I have written before about the difference between the English view of the Second World War and the Dutch view of the same thing - along with how angry I am about how the English portray the Dutch experience of it.

A couple of days ago one of the Twittercops I follow tweeted saying he was going to be on a programme on Rijnmond TV (a TV channel for the Rotterdam area).  He didn't put a link to either the programme or the channel - "Inspector Inky" googled the channel, found the website, found the programme, watched it, and ended up wishing the programme had been broadcast in English because it was so interesting.

Yes Ladies and Gentlemen - this is a problem I often have.  English people don't generally speak Dutch (as witnessed by some of the absolutely horrific pronunciations of Dutch names in the English Media) making it impossible for Dutch TV programmes to be shown over here.

(I remember a TV programme from some years ago where one of the contributors said "If this programme had been in English it would have gone worldwide.  Seeing as it is in Dutch the only people who would understand it are in The Netherlands, Belgium, South Africa, Suriname....that's it".)

Back to the programme the Twittercop was in.

It was a good mix of old and new - the main segment of the programme was given over to a project started by a German artist called Gunter Demnig who had the bright idea of bringing the Second World War a bit closer to the present day.

"Stolpersteine" (or "Struikelstenen" in Dutch - "Stumbling Stones" in English) is a project aimed at not forgetting those people who were deported to the Concentration Camps during the war by placing a small metal square plaque in the pavement in front of the houses where the victims lived - with their name and dates of birth and deportation.

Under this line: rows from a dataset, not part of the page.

PR #867, opened 2024-11-08
HS-1245681 Fix Hidden Question Validation

caleballdrin:
https://secure.helpscout.net/conversation/2738597988/1245681?folderId=7669074

-In the `validate()` function we need to call `blockVisibleRuleCheck()` with `conference` so it can accurately check if the question is hidden.
-Add tests

### DIFF
--- a/app/scripts/services/validateRegistrant.js
+++ b/app/scripts/services/validateRegistrant.js
@@ -287,6 +287,7 @@ angular
               block,
               registrant,
               ruleTypeConstants.SHOW_QUESTION,
+              conference,
             ) ||
             !blockInRegistrantType(block, registrant)
           ) {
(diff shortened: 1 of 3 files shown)


app/scripts/services/validateRegistrant.js
```diff
@@ -287,6 +287,7 @@ angular
               block,
               registrant,
               ruleTypeConstants.SHOW_QUESTION,
+              conference,
```
canac, line 290: Should we add this to `this.checkboxDisable` also?

canac: That will be done in a follow-up PR

canac (approved):
Looks good! Thanks for working on this!

PR #871, opened 2024-11-12
[no-Jira] Dependabot semver minor upgrades

canac:
Upgrade all vulnerable packages that can be updated with a semver minor upgrade. This should resolve many of the remaining vulnerabilities but a handful are in transitive dependencies of packages without updates that fix the vulnerabilities.

I manually merged this branch into staging.


dr-bizz (approved):
Looks great!

PR #875, opened 2025-03-07
[no-Jira] Replace the update-staging workflow with merge-bot

canac:
The `update-staging` workflow successfully merges branches into staging, but it doesn't trigger a deployment because workflows can't trigger other workflows. This PR removes that workflow and enables the merge bot for this repo.


canac:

Some of these have been placed in various cities which were occupied by the Nazis.  As you can imagine - my beloved Rotterdam got a few of them.

The programme traced the nephew of the people who lived in one of the houses in Rotterdam before they got deported - and introduced him to the lady who lives in that house now.

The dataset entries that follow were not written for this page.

PR #1, opened 2022-11-10
Add health check endpoint and basic project structure

liam-lloyd:
Notes on decisions:
- I started from `notification-service` and pulled things out aggressively to ensure we don't have dependencies we don't need lying around. Some of the things I pulled out for this PR I expect will be re-added shortly, like `joi`.
- In contrast to our existing backend services this project endeavors to organize code vertically rather than horizontally at the top level (so rather than `controllers` and `services` directories, we have a `health` directory, which contains the health controller and the health service). I think this does a better job of keeping related code close together, and should lead the projects directory boundaries to represent the natural sub-service boundaries along which `stela` could one day be split into microservices.

Some things intentionally not handled in this PR:
- Local development database: I think this will end up being a separate database named `permanent` on the same postgres container where the test database (`test_permanent`) runs, but this seems like a matter best addressed as part of https://permanent.atlassian.net/browse/PER-9037. For the moment, it is very much possible to develop against the test database, that database just drops all its data each test run.
- Production builds: I haven't decided how exactly this server will be run in production. Locally, it runs through `ts-node`, which is very convenient. We could use `ts-node` in prod too, but there is a slight performance cost. Alternatively, we could run from compiled Javascript files in prod, but then we have to find a way to ensure those files can find our `.sql` scripts, because `tsc` doesn't give us the option to copy those into the directory where it writes its output. This matter should be addressed as part of https://permanent.atlassian.net/browse/PER-9036.

Resolves PER-8983: Create the Typescript monolith repo (stela)

### DIFF
--- a/README.md
+++ b/README.md
@@ -1,3 +1,7 @@
+[![lint](https://github.com/PermanentOrg/stela/actions/workflows/lint.yml/badge.svg)](https://github.com/PermanentOrg/stela/actions/workflows/lint.yml)
+[![unit tests](https://github.com/PermanentOrg/stela/actions/workflows/test.yml/badge.svg)](https://github.com/PermanentOrg/stela/actions/workflows/test.yml)
+[![codecov](https://codecov.io/gh/PermanentOrg/stela/branch/main/graph/badge.svg?token=4LYJGPGU57)](https://codecov.io/gh/PermanentOrg/stela)
+
 # Stela: A Monolithic Typescript Backend for Permanent.org
 
 ## Setup
--- a/README.md
+++ b/README.md
@@ -1,1 +1,43 @@
 # Stela: A Monolithic Typescript Backend for Permanent.org
+
+## Setup
+
+1. Create a `.env` file
+
+```bash
+cp .env.template .env
+```
+
+Update values as needed (see [Environment Variables](#environment-variables).
+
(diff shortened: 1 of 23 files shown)


liam-lloyd:
Changes from https://permanent.atlassian.net/browse/PER-9035 turned out to be quite small, so I've added them to this PR.

README.md
```diff
@@ -1 +1,47 @@
+[![lint](https://github.com/PermanentOrg/stela/actions/workflows/lint.yml/badge.svg)](https://github.com/PermanentOrg/stela/actions/workflows/lint.yml)
+[![unit tests](https://github.com/PermanentOrg/stela/actions/workflows/test.yml/badge.svg)](https://github.com/PermanentOrg/stela/actions/workflows/test.yml)
+[![codecov](https://codecov.io/gh/PermanentOrg/stela/branch/main/graph/badge.svg?token=4LYJGPGU57)](https://codecov.io/gh/PermanentOrg/stela)
```
liam-lloyd, line 3: If you view the README as it exists on this branch, this badge won't populate properly because it's pointed at `main`, which hasn't uploaded any coverage reports to codecov yet. I have tested that it works properly if I point it at this branch, so I'm confident it will work on `main` once this is merged.

cecilia-donnelly (approved):
Thank you for making these decisions and building our new repo!

PR #3, opened 2022-11-30
Add Dockerfile so stela can be run in its own container

liam-lloyd:
For local development, we want to run stela in a consistent environment. This commit enables this by adding a Dockerfile so stela can be run in docker. It also includes hotloading support, so developers won't need to rebuild the docker image in order for changes to take effect.

For the big picture view of how `stela` will integrate with the local env, see: https://github.com/PermanentOrg/devenv/pull/49


cecilia-donnelly (approved):
Thanks for your help debugging this, @liam-lloyd !

PR #9, opened 2023-02-08
PER-9115: Add deployment to dev environment

liam-lloyd:
This commit adds terraform configuration-as-code defining an EKS cluster
in AWS, creating on that cluster a deployment running two pods of stela,
and exposing stela's endpoints to the Internet via an application load
balancer. It also adds workflows to CI to validate the terraform code
and to deploy to dev upon merge to main (or a manual trigger).


terraform/dev/eks-cluster.tf
```diff
@@ -0,0 +1,38 @@
...
+
+  }
+
+  eks_managed_node_groups = {
+    one = {
+      name = "node-group-1"
+
+      vpc_security_group_ids = [var.security_group_id]
+
+      instance_types = ["t3.small"]
```
liam-lloyd, line 31: We might want these instances to be larger when stela starts to have significant workload, but updating them to larger instances should be simple (no worse in impact that our current infrastructure deploys).

terraform/dev/stela_deployment.tf
```diff
@@ -0,0 +1,74 @@
...
+          resources {
+            limits = {
+              cpu    = "1"
+              memory = "512Mi"
+            }
+            requests = {
+              cpu    = "250m"
+              memory = "50Mi"
+            }
+          }
```
liam-lloyd, line 52: Similar to instance size, we'll probably want to increase the resources here in the not-too-distant future

.github/workflows/dev_deploy.yml
```diff
@@ -0,0 +1,62 @@
...
+      - name: Terraform Plan
+        id: plan
+        if: github.event_name == 'pull_request'
+        run: terraform plan -no-color -input=false
+        continue-on-error: true
+      - name: Terraform Plan Status
+        if: steps.plan.outcome == 'failure'
+        run: exit 1
+      - name: Terraform Apply
+        run: terraform apply -auto-approve -input=false -var="stela_image=$IMAGE_TAG"
```
cecilia-donnelly, line 62: I love having the Terraform plan and apply in here instead of leaving them as manual steps for us. :pray:

terraform/dev/eks-cluster.tf
```diff
@@ -0,0 +1,38 @@
+module "eks" {
+  source  = "terraform-aws-modules/eks/aws"
+  version = "19.0.4"
+
+  cluster_name    = local.cluster_name
+  cluster_version = "1.24"
+
+  vpc_id                         = var.vpc_id
+  subnet_ids                     = ["subnet-a3f202fa", "subnet-fc843999", "subnet-0fc91a78"]
```
cecilia-donnelly, line 9: Where do these come from?

terraform/dev/eks-cluster.tf
```diff
@@ -0,0 +1,38 @@
...
+  cluster_endpoint_public_access = true
+  cluster_security_group_id      = var.security_group_id
+  aws_auth_users = [
+    {
+      userarn  = "arn:aws:iam::364159549467:user/liam"
+      username = "liam"
+      groups   = ["system:masters"]
+    }
```
cecilia-donnelly, line 17: It would be better to use a build-specific user than yours, I think.

terraform/dev/ingress.tf
```diff
@@ -0,0 +1,30 @@
+resource "kubernetes_ingress_v1" "general_ingress" {
+  metadata {
+    name = "general-ingress"
+    annotations = {
+      "alb.ingress.kubernetes.io/scheme"          = "internet-facing"
+      "alb.ingress.kubernetes.io/subnet"          = "subnet-a3f202fa, subnet-fc843999, subnet-0fc91a78"
```
cecilia-donnelly, line 6: Since these are in multiple places, is there a way for us to set them as constants somewhere? I'm imagining that we might want to update them at some point.

terraform/dev/load_balancer.tf
```diff
@@ -0,0 +1,68 @@
...
+  }
+
+  set {
+    name  = "vpcId"
+    value = var.vpc_id
+  }
+
+  set {
+    name  = "image.repository"
+    value = "602401143452.dkr.ecr.us-west-2.amazonaws.com/amazon/aws-load-balancer-controller"
```
cecilia-donnelly, line 51: I take it this is the id of the repo you made earlier?

terraform/dev/ingress.tf
cecilia-donnelly: (Oh, maybe in the terraform variables file?)

cecilia-donnelly (commented):
This is so cool! A couple questions/comments. I think the biggest thing is not using your IAM user.

terraform/dev/eks-cluster.tf
liam-lloyd: This isn't actually using my user to do the build, it's telling Terraform that my user should have access to the cluster

terraform/dev/ingress.tf
liam-lloyd: Good idea

terraform/dev/eks-cluster.tf
liam-lloyd: They're properties of our VPC (they basically correspond to different availability zones that our VPC is running in; we're here telling the cluster that it can operate in all these availability zones. We do have a fourth subnet but I didn't use it here because our existing deployments don't use it)

terraform/dev/eks-cluster.tf
cecilia-donnelly: Oooooh interesting, I see! Thanks for the explanation. Is there a way to allow a group of users to have access, then? It seems like it would be good for the whole AWS "Developers" group to have access.

liam-lloyd: Unfortunately, it seems there is not a way to do that.

cecilia-donnelly: So what does it mean for your user to have access to the cluster? Can you add me and Natalie individually if you can't add the group? I don't want to be in a scenario where you're the only one who can access it, but "access" is a broad term so I'm not sure how big a deal it is.

liam-lloyd: Access in this case means "extract information about the cluster from the EKS web interface or `kubectl`". Theoretically it should be pretty rare that we have to do this, but you and Natalie should definitely have access; I'll add you.

liam-lloyd: You should have access now. This should be verifiable by visiting https://us-west-2.console.aws.amazon.com/eks/home?region=us-west-2#/clusters/dev-eks-ZClsj6PM and confirming that there's no message telling you you lack permissions.

cecilia-donnelly: Awesome, thank you! Confirmed.

cecilia-donnelly (approved):
Thanks for setting this up and walking us through it, @liam-lloyd! Very exciting.

PR #11, opened 2023-02-14
Add missing argument to terraform plan step in deploy workflow

liam-lloyd:
This is a fix for a hopefully minor issue with the deploy process that I missed when testing on the feature branch


cecilia-donnelly (approved):
Ah makes sense :crossed_fingers:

The nephew was a pretty well-known retired member of a Dutch orchestra.  He took some information with him so he could show the lady.  (It all seemed to be a bit like an education version of "Where Do You Think You Are?")

I must admit to having seen some of these plaques during my last visit (I was very close to the area where it was filmed) but I didn't take much notice.

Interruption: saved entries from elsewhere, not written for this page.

PR #14, opened 2023-03-08
PER-9159: Back-end: write read endpoint for directives

liam-lloyd:
This is build atop the PER-9148 PR, so if that isn't merged yet compare to `per-9148` to see what's new here.

### DIFF
--- a/src/directive/service/get_by_archive_id.test.ts
+++ b/src/directive/service/get_by_archive_id.test.ts
@@ -1,0 +1,76 @@
+import { NotFound } from "http-errors";
+import { db } from "../../database";
+import { directiveService } from "./index";
+
+jest.mock("../../database");
+
+const testDirectiveId = "39b2a5fa-3508-4030-91b6-21dc6ec7a1ab";
+const testArchiveId = 1;
+const testEmail = "test@permanent.org";
+
+const loadFixtures = async (): Promise<void> => {
+  await db.sql("fixtures.create_test_accounts");
+  await db.sql("fixtures.create_test_archive");
+  await db.sql("fixtures.create_test_account_archive");
+  await db.sql("fixtures.create_test_directive");
+  await db.sql("fixtures.create_test_directive_trigger");
+};
+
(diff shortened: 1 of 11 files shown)


cecilia-donnelly:
I think [6a65abb](https://github.com/PermanentOrg/stela/pull/14/commits/6a65abb083a7e210de6aaf3c4d76dd4ddf7c8637) is the only relevant commit here and the other two are leftover from old versions of the parent branch(es).

cecilia-donnelly (changes requested):
It's possible I've erred in my token management, but I believe that this allows a logged-in user to view the directives associated with *any* archive, which is not what we want. I think a regular user should only be able to see directives associated with archives they own.

(There's maybe a question about an admin being able to see all directives on all archives, but I don't think we've designed that yet.)

src/directive/service/get_by_archive_id.test.ts
```diff
@@ -0,0 +1,43 @@
...
+    );
+    expect(response.length).toBe(1);
+    expect(response[0]?.directiveId).toBe(testDirectiveId);
+  });
+
+  test("should return empty list if archive has no directives", async () => {
+    const response = await directiveService.getDirectivesByArchiveId(9999);
+    expect(response.length).toBe(0);
+  });
+});
```
cecilia-donnelly, line 43: Probably want a "should return empty list if authenticated account does not own archive," assuming that we don't want to confirm a directive exists (i.e., essentially return a 404 rather than a 401)

cecilia-donnelly (commented):
This is missing some fixes from main, I believe because it includes old versions of the "post a directive" and "trigger a directive" commits.

Other than that this behaves as I expect and looks good! I'll officially approve once those other commits are gone/fixed up / whatever needs to happen.

liam-lloyd:
> (Are the package lock changes necessary?)

Oh, I imagine not, since package.json hasn't changed. I'll remove those changes before merging.

PR #15, opened 2023-03-08
Allow tests to access secrets during deploy workflow

liam-lloyd:
It turns out that secrets don't automatically propagate to workflows called from other workflows. This means while the test workflow can check out `back-end` and `devenv` just fine when run on it's own, it can't when called from the deploy workflow. This commit fixes that issue by telling the deploy workflow to let the test workflow see secrets.


cecilia-donnelly (approved):
Nice, thank you!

The second half of the programme was a nice contrast - merging the past (with its exodus) with the present (and the new arrivals).

The area where the programme was filmed was near the "Marroccan Quarter" - a bit like Highfields or Beaumont Leys in Leicester - and the Twittercop was shown playing football with some young people before being interviewed by the presenter (the young people were also interviewed).

I don't understand why England seems to have such a blinkered view towards other countries who were the victims of the Second World War.  I am so tired of the hype about how the English rescued everybody without letting the people themselves tell their stories.

Yes - I know - it is personal for me.  I am proud to be from both England and Holland.  But I am left feeling that I have to deny my Dutch heritage to keep the English happy - Heaven help me if I dare to even bother considering dreaming about attempting to contradict the "recieved wisdom" about the Second World War and its impact on some of my relatives.

It is not just the language barrier that can sometimes make communication between different countries difficult to overcome - it is also the "attitude barrier"!